REPUBLIKA.CO.ID, YONGON -- Pemerintah Amerika Serikat (AS) mengharapkan intimidasi dan kekerasan terhadap etnis Muslim Rohingya dihentikan. Duta Besar AS untuk Myanmar, Derek Mitchell mengatakan, Pemerintah Myanmar juga harus mendukung kewarganegaraan dan hak-hak sipil bagi Rohingya.
Bukan hanya bagi Rohingya, Mitchell mengatakan kekerasan dan pengakuan terhadap etnis minoritas lainnya harus dilakukan.
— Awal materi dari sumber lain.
PR #685, opened 2022-01-07
perf: cache optimization

kolesnikovae:
The PR aims to improve storage cache write performance with focus on the ingestion latency. The work was started in https://github.com/pyroscope-io/pyroscope/pull/663 and then moved to a separate PR to avoid interference. There are still some open questions and the change itself should be carefully tested with benchmarks.

It has been discovered that due to buffering without delivery guaranties, significant part of profiling data could be discarded by scraper. This is mainly caused by _starvation_ of the upload goroutine – direct upstream only uses a single goroutine which prevents us from utilising available CPU resources, and we don't have a "pool" of scrape worker goroutines: scrape manager spawns a goroutine for each target. Thus, according to `go tool trace`, the upload loop spends most of its time in _scheduler wait_ and _sync block_. Another significant factor here is that the storage cache can be locked for relatively long time by maintenance tasks (eviction, write-back, retention).

Taking into account that both push and pull ingestion flows use in-memory queue (a buffered channel) and we will lose profiling data in case of an overflow, cache lock time becomes critical:
- [x] Split cache into buckets and get rid of storage.Put mutex. In order to prevent locking the cache for long time during maintenance tasks (`Eviction` and `WriteBack` first of all), the cache was split into buckets. Now the cache is partially available for reads and writes even during maintenance tasks run.
- [x] Use badger WriteBatch API in maintenance tasks. Typically, `Eviction` and `WriteBack` tasks write multiple items from the cache to the DB at once, therefore it is natural to do it in batches.
- [ ] Get rid of the `storage.Put` mutex.
- [ ] Benchmark under higher load on a bigger machine (c6i 2xlarge).


petethepig:
Decided to close for now

PR #687, opened 2022-01-08
ci: new dockerhub build action

petethepig:
The idea here is to move this out of jenkins for more visibility, source controlled scripts, better permissions system, etc


petethepig:
closing for now

PR #691, opened 2022-01-09
feat: export standalone html

eh-am:
Illustration:
https://user-images.githubusercontent.com/6951209/148690255-ba541c5b-250e-4f72-8e1d-f908dba19a59.mp4

First example shows how to access it: via the `/render` endpoint with a `format=html` query parameter.

Second example shows how one can pipe that output to a file and open it in the browser.
The `adhoc` command (with a possible `--html` flag) should do the same.

---
* Created a separate wepback config called `webpack.standalone.ts`, the reason is that the parameters here are very different (we inline js/css/svg for example)
* When running `make dev` also run webpack for that standalone script. Unfortunately this makes the output a little bit more bloated 
* Another problem is that we need to minify the output (not entirely sure why), which makes debugging quite diffficult (since variable names are mangled)
* Allow running the standalone interface without a server by running `yarn dev:standalone` and enabling the `defaultFlamegraph` in `standalone.tsx`
* Add live reload when `--watch` flag is turned on. Unfortunately it's quite slow (~5s), let's see if it gets better after is merged https://github.com/pyroscope-io/pyroscope/pull/686


webapp/templates/standalone.html
```diff
@@ -0,0 +1,19 @@
...
+    <title>Pyroscope</title>
+
+    <script type="text/javascript">
+      try {
+        eval('window.flamegraph = {{ .Flamegraph }}');
+      } catch(e) {}
+    </script>
+  </head>
+  <body>
+    <div id="root"></div>
```
eh-am, line 17: Shall we add a pixel tracker? @petethepig @Rperry2174

petethepig: @eh-am that would be too invasive imo. we could add a new metric to analytics module, something like `html_exports`, and update the counter every time someone exports an html

eh-am: I was hoping to somehow know if people are **sharing** the export HTML around, but fair point, it's very intrusive yes.

eh-am:
Related to https://github.com/pyroscope-io/pyroscope/issues/525

eh-am:
One important bit when exporting via UI is that this is only available for single flamegraphs, ie, it doesn't work for `diff`.

petethepig (approved):
This is great! Awesome work @eh-am!

PR #693, opened 2022-01-10
feat: persistent app selection for default app

shaleynikov:
Issue: app name doesn't persist once it's default value

Now app is forced to default once it's empty.

### DIFF
--- a/package.json
+++ b/package.json
@@ -46,6 +46,7 @@
   },
   "devDependencies": {
     "@babel/core": "7.8.4",
+    "@clarketm/saga-monitor": "^2.0.1",
     "@fortawesome/fontawesome-common-types": "^0.2.36",
     "@size-limit/file": "^6.0.3",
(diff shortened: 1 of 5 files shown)


eh-am:
Hey! We currently don't use sagas. Do you think it's possible to simplify and solve this issue without adding new dependencies?

eh-am:
(This may not be relevant if you drop the saga stuff) 

The review app is failing to be built with
```
#119 13.59 Module not found: Error: Can't resolve '@clarketm/saga-monitor' in '/opt/pyroscope/webapp/javascript/redux'
#119 13.59 resolve '@clarketm/saga-monitor' in '/opt/pyroscope/webapp/javascript/redux'
#119 13.59   Parsed request is a module
```

Since '@clarketm/saga-monitor' was added as a dev dependency, it's not available when we `NODE_ENV=production yarn install`, which breaks the build.

PR #694, opened 2022-01-10
fix: close response body in traffic-duplicator to fix resource leak.

abeaumont:


petethepig (approved):
Great catch, thank you for fixing this!

PR #695, opened 2022-01-10
perf: optimize segment tree serialization.

abeaumont:
Segment tree serialization was done traversing the tree in depth
iteratively, using slices.
This causes a lot of slice insertions which caused an important amount
of allocations to grow these slices.

Serialization is now changed to do a recursive traversal instead,
which doesn't require any explicit data structure and thus all these
allocations are removed. Since the depth of segment trees is, in
practice, both bounded and small, it should be more efficient in all
cases, but especially as the segment trees grow.

A benchmark has also been included to be able to compare results
between the old and new implementations.
`benchstat` shows good results:

```
$ benchstat old.txt new.txt
name                            old time/op  new time/op  delta
Serialize/serialize_10-16       5.13µs ± 2%  3.77µs ± 4%  -26.60%  (p=0.008 n=5+5)
Serialize/serialize_100-16      29.4µs ± 4%  11.7µs ± 5%  -60.18%  (p=0.008 n=5+5)
Serialize/serialize_1000-16      299µs ± 1%    83µs ± 5%  -72.24%  (p=0.008 n=5+5)
Serialize/serialize_10000-16    4.34ms ± 9%  1.03ms ± 3%  -76.19%  (p=0.008 n=5+5)
Serialize/serialize_100000-16   35.6ms ± 4%   7.7ms ± 4%  -78.28%  (p=0.008 n=5+5)
Serialize/serialize_1000000-16   331ms ± 2%    76ms ± 6%  -77.15%  (p=0.008 n=5+5)
```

Pemerintahan di Washington, kata dia, prihatin dengan konflik yang menyeret etnis Buddha Arakan dan Muslim Rohingya di Negara Bagian Rakhine itu.
''Konflik tersebut sangat mengejutkan, dan menyebar sangat cepat,'' kata dia, seperti dikutip The Wall Street Journal, Jumat (14/8).
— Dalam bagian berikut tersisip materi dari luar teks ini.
PR #698, opened 2022-01-11
testing self hosted runners with cypress

petethepig:
I suspect cypress might be flaky because it's running in github actions so I'm just trying to run it on a self hosted runner, and see if that changes anything.


petethepig:
it was a fun experiment, we learned some things about self hosted runners, closing for now

PR #1422, opened 2022-08-18
feat(webapp): Add tooltip in explore timeline

pavelpashkovsky:
## Brief
- https://github.com/pyroscope-io/pyroscope/issues/1401

## Changes
- added tooltip in Explore timeline
- [DEMO](https://pr-1422.pyroscope.io/explore?query=rideshare-app-golang.alloc_objects%7B%7D&groupBy=region&groupByValue=All)

https://user-images.githubusercontent.com/7372044/186119129-afdef336-4e47-4136-a2c1-045a0c4201d0.mp4

## Concerns
-


webapp/javascript/components/TimelineChart/ExploreTooltip.tsx
```diff
@@ -0,0 +1,75 @@
...
+        ? values.map((v) => {
+            return (
+              <div key={v?.tagName} className={styles.valueWrapper}>
+                <div
+                  className={styles.valueColor}
+                  style={{
+                    backgroundColor: Color.rgb(v.color).toString(),
+                  }}
+                />
+                <div>{v?.tagName}:</div>
```
eh-am, line 65: If v is undefined we would render just `:`. Is this correct?

webapp/javascript/components/TimelineChart/TimelineChartPlugin.ts
```diff
@@ -180,6 +162,12 @@ import { getUTCdate } from '@webapp/util/formatDate';
     };
 
     function bindEvents(plot, eventHolder) {
+      const o = plot.getOptions();
+      // don't initiate logic if there is exploreTooltip in props
```
eh-am, line 166: I can see we would return early if `exploreTooltip` is set, so the comment is a bit redundant. The real question here is why do we need to return early. Why does the logic below should NOT be initialized?

webapp/javascript/components/TimelineChart/TimelineChartWrapper.tsx
```diff
@@ -71,6 +71,7 @@ type TimelineChartWrapperProps = TimelineDataProps & {
 
   /** selection type 'single' => gray selection, 'double' => color selection */
   selectionType: 'single' | 'double';
+  exploreTooltip?: FC<ShamefulAny>;
```
eh-am, line 74: Can we type it better? Either `unknown` if its props are not really used, or to the real thing?

webapp/javascript/components/TimelineChart/TimelineTooltip.tsx
```diff
@@ -0,0 +1,189 @@
+/* eslint-disable
```
eh-am, line 1: Did you write this file from scratch? Is it forked from somewhere else?

eh-am (changes requested):
Looks good, added a few comments:

1. Just curious, did you notice that was slow then added `useMemo` to speed it up, or was it done as a defensive strategy? 


2. >webapp/javascript/components/TimelineChart/utils.ts

This file need a test
Plus [calling it `utils` is a footgun](https://github.com/pyroscope-io/pyroscope/pull/1392#discussion_r950298976).


3. How to change the content?
Let's say I have a different timeline (in a completely different page), which I want a tooltip with different format. How would we go about it?
I see we can inject a custom `ExploreTooltip`

```jsx
exploreTooltip={ExploreTooltip}
```
but a) not the best name b) we would have to reimplement positioning (https://github.com/pyroscope-io/pyroscope/pull/1422/files#diff-f89f5e18f9da46438916de88c1a5a9905c1422a530ea86288caf5e5d5e919290R32-R43) which kinda sucks


I think from all these, 3rd point is the most important one. Since we will **definitely** reuse the timeline tooltip somewhere else.

webapp/javascript/components/TimelineChart/TimelineTooltip.tsx
pavelpashkovsky: I wrote this file from scratch, here is main logic of new tooltip.

webapp/javascript/components/TimelineChart/ExploreTooltip.tsx
pavelpashkovsky: fixed, tagName is mandatory field, so optional chaining was removed

webapp/javascript/components/TimelineChart/TimelineChartWrapper.tsx
pavelpashkovsky: fixed

pavelpashkovsky:
> Just curious, did you notice that was slow then added useMemo to speed it up, or was it done as a defensive strategy?

This component re-renders really frequently, I felt the performance difference on big data sets. I think it might depend much on local environment eg. computer performance, local precesses etc.

>webapp/javascript/components/TimelineChart/utils.ts
> This file need a test
> Plus https://github.com/pyroscope-io/pyroscope/pull/1392#discussion_r950298976.

splitted this file by functions and added tests

>exploreTooltip={ExploreTooltip}
> but a) not the best name

I'd appreciate any ideas how to name this component. BTW I used word Explore not because it works on Explore Tags page, because it provides better way for data exploration on timeline :)

>we would have to reimplement positioning which kinda sucks

With which exact side of positioning implementation you are not happy?

>I want a tooltip with different format

can you please explain more about it. I'm on this issue right now. Data on tooltip must have the same format as on flamegraph, right?
image

>Since we will definitely reuse the timeline tooltip somewhere else

This tooltip fully based on Flot plugin. You can't use it outside of Flot environment. But can you please describe your vision  of possible API for using this tooltip. I mean something like this:
`
<TimelineChartWrapper
    {...someProps}
    exploreTooltip={ExploreTooltip} // <== is this incorrect?
/>
`

webapp/javascript/pages/TagExplorerView.tsx
```diff
@@ -224,6 +227,17 @@ function TagExplorerView() {
...
+                onHoverDisplayTooltip={(data) =>
+                  (
+                    <ExploreTooltip
+                      pageX={data.pageX}
+                      pageY={data.pageY}
+                      align={data.align}
+                      values={data.values}
+                      timeLabel={data.timeLabel}
+                    />
+                  ) as ShamefulAny
```
pavelpashkovsky, line 239: I typed `ExploreTooltip` as `React.FC<ExploreTooltipProps>` everywhere, but for some reason it's "transformed" to Element. Maybe @eh-am you know the reason and how to fix it correctly?
image

webapp/javascript/components/TimelineChart/TimelineTooltip.tsx
```diff
@@ -0,0 +1,195 @@
...
+      selection.to = selectionData?.xaxis?.to || -1;
+    };
+
+    plot.hooks.bindEvents.push((p: PlotType, eventHolder: EventHolderType) => {
+      eventHolder.mousemove(onMouseMove);
+      eventHolder.mouseleave(onMouseLeave);
+      eventHolder.mouseup(onMouseUp);
+      eventHolder.mousedown(onMouseDown);
+      plot.getPlaceholder().bind('plothover', onPlotHover);
+      // detect plotselecting event from ./TimelineChartSelection.ts
```
eh-am, line 165: not following, why does this tooltip plugin need to know about selection?

webapp/javascript/components/TimelineChart/clamp.ts
```diff
@@ -0,0 +1,12 @@
+function clamp(min: number, value: number, max: number) {
```
eh-am, line 1: nit but having the actual `value` in the middle is weird, either put it in the front or at the end

putting at the end makes it easier to do partial application

```js
const myClamp = clamp.bind(null, floor, celling);
myClamp(myValue)
```
then when the pipeline operator is finally implemented (https://tc39.es/proposal-pipeline-operator/)
```f#
 value 
  |> myClamp
```

but let's not get too ahead of ourselves haha

webapp/javascript/components/TimelineChart/TimelineTooltip.tsx
pavelpashkovsky: when we're selecting time range it's showing from-to:
image

webapp/javascript/components/TimelineChart/ExploreTooltip.tsx
```diff
@@ -0,0 +1,75 @@
...
+export interface ExploreTooltipProps {
+  pageX: number;
+  pageY: number;
+  align: 'left' | 'right';
+  timeLabel?: string;
+  values?: Array<{
+    closest: number[];
+    color: number[];
+    tagName: string;
+  }>;
```
eh-am, line 20: I don't fully understand this, why do we receive the `color/tagName`? what is a `tagName` in a timeline?
for example, in this timeline what's a `tagName`?

image


https://github.com/DefinitelyTyped/DefinitelyTyped/blob/master/types/flot/index.d.ts#L157-L164

webapp/javascript/components/TimelineChart/TimelineTooltip.tsx
eh-am: honestly i feel like showing that interval is not really useful ATM

webapp/javascript/pages/TagExplorerView.tsx
eh-am: what fields are missing?

webapp/javascript/components/TimelineChart/types.ts
```diff
@@ -0,0 +1,49 @@
+export type PlotType = {
```
eh-am, line 1: I wonder if we can't leverage typings from `@types/flot` -> https://github.com/DefinitelyTyped/DefinitelyTyped/blob/master/types/flot/index.d.ts#L217

webapp/javascript/components/TimelineChart/ExploreTooltip.tsx
pavelpashkovsky: since we splitted tooltip into 2 parts, `color/tagName` belong only part related to Explore page, on another pages we get time and nearest data so we can customize it as we want

webapp/javascript/components/TimelineChart/TimelineTooltip.tsx
pavelpashkovsky: removed this part

eh-am (approved):

Rperry2174:
Great work @pavelpashkovsky !

PR #1423, opened 2022-08-18
chore(webapp): cleanup

eh-am:
* Move `index.jsx` to `index.tsx`
* remove react-fps-stats dependency, since its only value is when running locally, which similar functionality can be done with chrome dev tools https://developer.chrome.com/blog/new-in-devtools-61/#fps-meter
* remove unused files
* move all other js files to typescript
* fix any other typings issues (basically there was a whole problem with storybook importing react-router-dom 6, and that was overriding our types for `react-router-dom` 5, which is what we use)


Rperry2174 (approved):
Looks great, lets check everything extra close before we release to make sure deleting this didn't break anything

Menurut dia tidak ada tawaran atas sikap intoleransi dan diskriminasi yang dilakukan satu negara terhadap warganya sendiri, maupun dari warga terhadap warga lainnya. Kata dia, konflik tersebut berasal dari warga terhadap warga lainnya, yang menyangkal hak hidup Rohingya di negara tersebut.
Konflik yang menewaskan 78 orang (versi pemerintah) itu, kata dia bukan alasan bagi AS untuk memberikan sanksi tambahan terhadap pemerintahan junta militer tersebut. Namun kata dia, hubungan yang baru antara Gedung Putih dan Nay Phi Taw adalah tantangan yang baru.
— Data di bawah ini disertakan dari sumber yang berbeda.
PR #1424, opened 2022-08-18
feat(webapp): Add settings/apps page

StasDachinsky:


eh-am:
Will review more in depth later, but right now:
1 - https://github.com/pyroscope-io/pyroscope/issues/1416#issuecomment-1218239637
2 - Delete should only be available for pyroscope instances behind auth

webapp/javascript/components/Settings/Apps/index.tsx
```diff
@@ -0,0 +1,92 @@
...
+      <div className={appsStyles.searchContainer}>
+        <Input
+          type="text"
+          placeholder="Search app"
+          value={search}
+          onChange={(v) => setSearchField(v.target.value)}
+          name="Search app input"
+        />
+      </div>
+      <table
```
eh-am, line 60: This doesn't seem to be using the table component https://github.com/pyroscope-io/pyroscope/pull/1403

webapp/javascript/redux/reducers/settings.ts
```diff
@@ -231,20 +265,44 @@ export const deleteAPIKey = createAsyncThunk(
   }
 );
 
+export const deleteApp = createAsyncThunk(
+  'newRoot/deleteApp',
+  async (app: App, thunkAPI) => {
+    const res = await deleteAppAPI({ name: app.name });
+
+    // eslint-disable-next-line @typescript-eslint/no-floating-promises
```
eh-am, line 273: That's true we do have this rule, but I wonder why it doesn't trigger in other places like here https://github.com/pyroscope-io/pyroscope/blob/main/webapp/javascript/redux/reducers/continuous.ts#L230

webapp/javascript/components/Settings/Apps/index.tsx
```diff
@@ -0,0 +1,92 @@
...
+              <AppTableItem
+                app={app}
+                key={`appTableItem${app.name}`}
+                onDelete={handleDeleteApp}
+              />
+            ))
+          ) : (
+            <tr>
+              <td className={appsStyles.appsTableEmptyMessage} colSpan={7}>
+                The list is empty
```
eh-am, line 82: Are distinguishing between an empty list (ie no apps) vs there's no apps bc it's a loading state?

webapp/javascript/models/app.ts
```diff
@@ -0,0 +1,16 @@
...
+});
+
+export const appsModel = z.array(appModel);
+
+export type Apps = z.infer<typeof appsModel>;
+export type App = z.infer<typeof appModel>;
+
+export function parse(a: unknown): Result<Apps, ZodError> {
+  return modelToResult(appsModel, a);
+}
```
eh-am, line 16: I don't think this is necessary anymore, see https://github.com/pyroscope-io/pyroscope/blob/main/webapp/javascript/services/tags.ts#L16 and https://github.com/pyroscope-io/pyroscope/blob/main/webapp/javascript/models/tags.ts for a reference

webapp/javascript/components/Settings/Apps/index.tsx
StasDachinsky: my bad, fixing

webapp/javascript/redux/reducers/settings.ts
StasDachinsky: it does, but warnings only

webapp/javascript/services/apps.ts
```diff
@@ -0,0 +1,37 @@
...
+}
+
+export async function deleteApp(data: {
+  name: string;
+}): Promise<Result<boolean, RequestError | ZodError>> {
+  const { name } = data;
+  const response = await request(`/api/apps`, {
+    method: 'DELETE',
+    body: JSON.stringify({ name }),
+  });
```
eh-am, line 30: This can take a long time (there are instances with 15+ minutes). How much is the timeout currently?

StasDachinsky: We are using `fetch` for request, default timeouts is 300s in Chrome and 90s in Firefox and looks like there is no way to increase this values. Possible fix may be switching to axios or similar lib

webapp/javascript/components/Settings/Apps/index.tsx
StasDachinsky: Rn it's just empty list while data is loading, do we have some kinda spinner component for it? If so, we need to update user list too

webapp/javascript/components/Settings/Apps/index.tsx
```diff
@@ -0,0 +1,88 @@
...
+];
+
+function Apps() {
+  const dispatch = useAppDispatch();
+  const apps = useAppSelector(selectApps);
+  const [search, setSearchField] = useState('');
+
+  useEffect(() => {
+    dispatch(reloadApps());
+  });
```
petethepig, line 31: I tried running this and currently it gets into an infinite loop. I think maybe there needs to be an empty array here as the second argument or something like that (not a big expert in react so I'm not sure)

Screen Shot 2022-08-19 at 2 58 19 AM

webapp/javascript/components/Settings/Apps/index.tsx
```diff
@@ -0,0 +1,88 @@
...
+import Input from '@webapp/ui/Input';
+import TableUI from '@webapp/ui/Table';
+import cl from 'classnames';
+
+import appsStyles from './Apps.module.css';
+import tableStyles from '../SettingsTable.module.scss';
+import { getAppTableRows } from './getAppTableRows';
+
+const headRow = [
+  { name: '', label: '', sortable: 0 },
```
petethepig, line 19: I think this one is not needed. E.g look at this screenshot, "Name" is too far to the right.
Screen Shot 2022-08-19 at 3 00 57 AM

It looks like there are 2 `td` elements per `tr`, so it would make sense to have 2 for `th` as well.

webapp/javascript/components/Settings/Apps/index.tsx
petethepig: Addressed in https://github.com/pyroscope-io/pyroscope/pull/1424/commits/66cc28df6dc973c3295e501e65807ebd888b5195

webapp/javascript/components/Settings/Apps/index.tsx
petethepig: Addressed in https://github.com/pyroscope-io/pyroscope/pull/1424/commits/66cc28df6dc973c3295e501e65807ebd888b5195

eh-am:
Looks good! Have a couple thoughts:

1. There's hover effect, but no actual action when clicking, which is kinda misleading IMO.

https://user-images.githubusercontent.com/6951209/185654804-d18a171a-1274-423c-974f-58d3ec6c150b.mp4

2. It it possible to follow what we do in the CLI (https://github.com/pyroscope-io/pyroscope/issues/1416#issuecomment-1218239637), and a) add more info on what's going to happen when deleting (ie it will take lots of time) and b) add a confirmation that requires retyping the app name (not super sold on this if it's too difficult)

For a) That message needs to be overwriten, since behaviour will change in the cloud

3. Which is similar to 2, but it's important to in the popup to show the app name you are deleting, since this is a destructive action. 
image

Rperry2174:
image

Lets add the actual app name that they're deleting to this message

StasDachinsky:
Last version in action
https://user-images.githubusercontent.com/23450818/185906665-69b7acd6-fec3-4fc5-ad71-781b031c567e.mov

webapp/javascript/ui/Modals/Modal.module.css
```diff
@@ -2,10 +2,6 @@
   background-color: var(--ps-ui-foreground);
 }
 
-.popup label {
-  color: var(--ps-neutral-2);
-}
-
```
StasDachinsky, line 8: I removed this style because it hide inputLabel in modal window and looks like we are not using inputLabel anywhere else

StasDachinsky:
https://user-images.githubusercontent.com/23450818/185907966-0d27b8fc-42df-412d-b4b0-84d494b9195c.mov

webapp/javascript/components/Settings/Apps/index.tsx
```diff
@@ -0,0 +1,109 @@
...
+
+  const handleDeleteApp = (app: App) => {
+    setAppsInProcessing([...appsInProcessing, app.name]);
+    // eslint-disable-next-line @typescript-eslint/no-floating-promises
+    dispatch(deleteApp(app))
+      .unwrap()
+      .then(() => {
+        setAppsInProcessing(appsInProcessing.filter((x) => x !== app.name));
+        setDeletedApps([...deletedApps, app.name]);
+        // eslint-disable-next-line @typescript-eslint/no-floating-promises
```
pavelpashkovsky, line 54: Maybe it's better to move same rules to top of the file (line 48, 54 etc.)?

`/* eslint-disable @typescript-eslint/no-floating-promises */
`

webapp/javascript/models/app.ts
```diff
@@ -0,0 +1,10 @@
+import { z } from 'zod';
+
+export const appModel = z.object({
```
pavelpashkovsky, line 3: @eh-am should we use uppercase in zod entities?

webapp/javascript/components/Settings/Apps/getAppTableRows.tsx
```diff
@@ -0,0 +1,73 @@
...
+import Button from '@webapp/ui/Button';
+import Icon from '@webapp/ui/Icon';
+import { App, Apps } from '@webapp/models/app';
+import type { BodyRow } from '@webapp/ui/Table';
+import confirmDelete from '@webapp/components/Modals/ConfirmDelete';
+import LoadingSpinner from '@webapp/ui/LoadingSpinner';
+
+import styles from './AppTableItem.module.css';
+
+interface IDeleteButtorProps {
```
dogfrogfog, line 13: we dont use `I` prefix

webapp/javascript/redux/reducers/settings.ts
```diff
@@ -15,25 +16,36 @@ import {
...
+import { fetchApps, deleteApp as deleteAppAPI } from '@webapp/services/apps';
 import type { RootState } from '@webapp/redux/store';
 import { addNotification } from './notifications';
 import { createAsyncThunk } from '../async-thunk';
 
-type UsersState = {
-  type: 'pristine' | 'loading' | 'loaded' | 'failed';
-  data?: Users;
-};
+enum FetchStatus {
```
pavelpashkovsky, line 24: enum keys and values are the same, maybe it's better to use Numeric enums, instead of String ones?

webapp/javascript/components/Modals/ConfirmDelete/index.tsx
```diff
@@ -1,11 +1,43 @@
...
+  object?: string;
+  warningMsg?: string;
+  onConfirm: () => void;
+  withConfirmationInput?: boolean;
+}
+
+function confirmDelete({
+  objectName,
+  objectType,
+  object,
```
dogfrogfog, line 15: can we use  `objectName` prop instead of `object` ? since they have same `string` type

webapp/javascript/ui/Table.tsx
```diff
@@ -91,9 +93,14 @@ function Table({
   table,
   tableBodyRef,
   className,
+  isLoading,
```
pavelpashkovsky, line 96: You've added loading state for all tables in the app, @eh-am does it work for web app?
image

webapp/javascript/models/app.ts
pavelpashkovsky: like `appModel  => AppModel `

webapp/javascript/redux/reducers/settings.ts
StasDachinsky: Good point, but we are using the same strings statuses in other reducers and I think we should refactor them all in the other task

webapp/javascript/components/Settings/Apps/index.tsx
```diff
@@ -0,0 +1,109 @@
...
+  { name: '', label: '', sortable: 0 },
+];
+
+function Apps() {
+  const dispatch = useAppDispatch();
+  const apps = useAppSelector(selectApps);
+  const isLoading = useAppSelector(selectIsLoadingApps);
+  const [search, setSearchField] = useState('');
+  const [appsInProcessing, setAppsInProcessing] = useState([] as string[]);
+  const [deletedApps, setDeletedApps] = useState([] as string[]);
```
dogfrogfog, line 31:
```suggestion
  const [deletedApps, setDeletedApps] = useState<string[]>([]);
```

webapp/javascript/models/app.ts
dogfrogfog: or `AppSchema`

webapp/javascript/components/Settings/Apps/index.tsx
StasDachinsky: fixed

webapp/javascript/components/Modals/ConfirmDelete/index.tsx
StasDachinsky: fixed

webapp/javascript/components/Settings/Apps/getAppTableRows.tsx
StasDachinsky: fixed

webapp/javascript/components/Settings/Apps/index.tsx
StasDachinsky: fixed

webapp/javascript/models/app.ts
StasDachinsky: I made names here like in this [users.ts](https://github.com/pyroscope-io/pyroscope/blob/525ba0c693080a2e0a48469a91d6c70ece1d1ab3/webapp/javascript/models/users.ts#L19) file

petethepig (approved):
LGTM

StasDachinsky:
Last version with changes requested by @Rperry2174

https://user-images.githubusercontent.com/23450818/186453124-2b87ff5a-527a-4292-a8b3-410015cefafd.mov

Dari Rakhine sedikitnya 60 orang telah dijatuhi hukuman karena melanggar jam malam di zona konflik tersebut. Mereka yang tertangkap berasal dari etnis Buddha Arakan, dan diancam dengan penjara selama enam bulan oleh Pengadilan Pidana Rakhine.
Dakwaan lain juga dijatuhkan bagi 10 orang etnis Rohingya karena dituduh melakukan penghasutan dan kekerasan selama massa konflik tersebut. Mereka terang pengadilan harus menjalani hukuman minimal 10 tahun.
''Sekitar 800 orang termasuk anggota Partai Pembangunan Rakhine (RNDP) ditangkap. Tetapi hanya segelintir yang menghadapi tuduhan,'' kata anggota komite sentral RNDP San Hla Kyaw, seperti dikutip media Myanmar, Irrawaddy, Jumat (24/8).